**EXTRACTED DATA**:

◇ ◇ ◇ ◇ ◇

PR #76, opened 2026-02-27
Feature/frontend permissions

XanderVertegaal:
This PR makes sure that the frontend allows users to do what they are allowed to, according to the roles and permissions in the permission matrix (see README.md in #75).

- User has two new computed properties: `can_copy_problem` and `can_add_label_annotations` to govern button visibility in the frontend.
- LabelAnnotation management relies on `add_labelannotation` only, and the `change_labelannotation` permission is removed. There is no difference between the two, so this felt simpler, but let me know if you disagree or think I should rename `add_labelannotation` instead.
- The text you see when hovering over a label used to be computed in very similar ways in two places. This has been outfactored to a single function. Also, this text would show you the ID of the annotator rather than their name. This has been fixed.

### DIFF
--- a/backend/annotation/serializers.py
+++ b/backend/annotation/serializers.py
@@ -17,7 +17,7 @@ class AnnotationBaseSerializer(serializers.ModelSerializer):
     """
 
     createdAt = serializers.DateTimeField(source="created_at", read_only=True)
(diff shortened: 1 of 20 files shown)


jgonggrijp (approved):
Looks good to me!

◇ ◇ ◇ ◇ ◇

**DESCRIPTION OF THE TASK**: Nothing but a number should be written: how many lines of the preceding listing contain "serializers".

**EXPECTED ANSWER**: 4